Top of Available records
PR #782, opened 2019-09-13
Update starlark code

phil-davis:
These are additional features found to be needed/useful when implementing drone in `files_antivirus`

1) Refactored the processing of defaults to remove a lot of similar copy-paste statements for each parameter.

2) Add support for:
`extraSetup` - a step that does any needed extra setup after the app is enabled but before the tests are run.
`extraServices` - definitions of any extra services that need to be running during the tests (e.g. `clamav`, `scality` etc)
`extraEnvironment` - any extra environment variables that need to be defined in the step that runs the tests.
`extraCommandsBeforeTestRun` - any special command that needs to be run in the step that runs the tests, just before the `make test-*` command.

and make these all available in javascript, phpunit and acceptance tests.

3) Allow `extraApps` to specify a command to run after cloning the extra app and before enabling it. (e.g. the command might be `make` or `composer install` or...)

I have confirmed that this code works with all the existing apps that have `.drone.starlark` and generates the same `.drone.yml` as it does now.

### DIFF
--- a/.drone.starlark
+++ b/.drone.starlark
@@ -110,8 +110,8 @@ def codestyle():
 
 	if 'defaults' in config:
 		if 'codestyle' in config['defaults']:
-			if 'phpVersions' in config['defaults']['codestyle']:
-				default['phpVersions'] = config['defaults']['codestyle']['phpVersions']
+			for item in config['defaults']['codestyle']:
+				default[item] = config['defaults']['codestyle'][item]
 
 	codestyleConfig = config['codestyle']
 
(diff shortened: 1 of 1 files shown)


.drone.starlark
```diff
@@ -318,30 +321,29 @@ def javascript():
 	default = {
 		'coverage': False,
 		'logLevel': '2',
+		'extraSetup': None,
 		'extraServices': [],
+		'extraEnvironment': {},
+		'extraCommandsBeforeMake': [],
```
individual-it:
```suggestion
		'extraCommandsBeforeTestrun': [],
```

phil-davis: fixed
Bottom of Available records
### Requirement
Looking at the data above, return every line from the one with "- definitions of" down to the one with "if 'defaults' in", exactly and inclusively.

### Reply
`extraServices` - definitions of any extra services that need to be running during the tests (e.g. `clamav`, `scality` etc)
`extraEnvironment` - any extra environment variables that need to be defined in the step that runs the tests.
`extraCommandsBeforeTestRun` - any special command that needs to be run in the step that runs the tests, just before the `make test-*` command.

and make these all available in javascript, phpunit and acceptance tests.

3) Allow `extraApps` to specify a command to run after cloning the extra app and before enabling it. (e.g. the command might be `make` or `composer install` or...)

I have confirmed that this code works with all the existing apps that have `.drone.starlark` and generates the same `.drone.yml` as it does now.

### DIFF
--- a/.drone.starlark
+++ b/.drone.starlark
@@ -110,8 +110,8 @@ def codestyle():
 
 	if 'defaults' in config:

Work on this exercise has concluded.